#### Work to be completed:
Could the whole of the data below be written out verbatim?

Dataset extract: Begin

PR #4641, opened 2020-12-31
Use and enforce expression body for properties and indexers

Evangelink:


src/Tools/ReleaseNotesUtil/RuleInfo.cs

Dataset extract: End

#### Exercise output:
PR #4641, opened 2020-12-31
Use and enforce expression body for properties and indexers

Evangelink:


src/Tools/ReleaseNotesUtil/RuleInfo.cs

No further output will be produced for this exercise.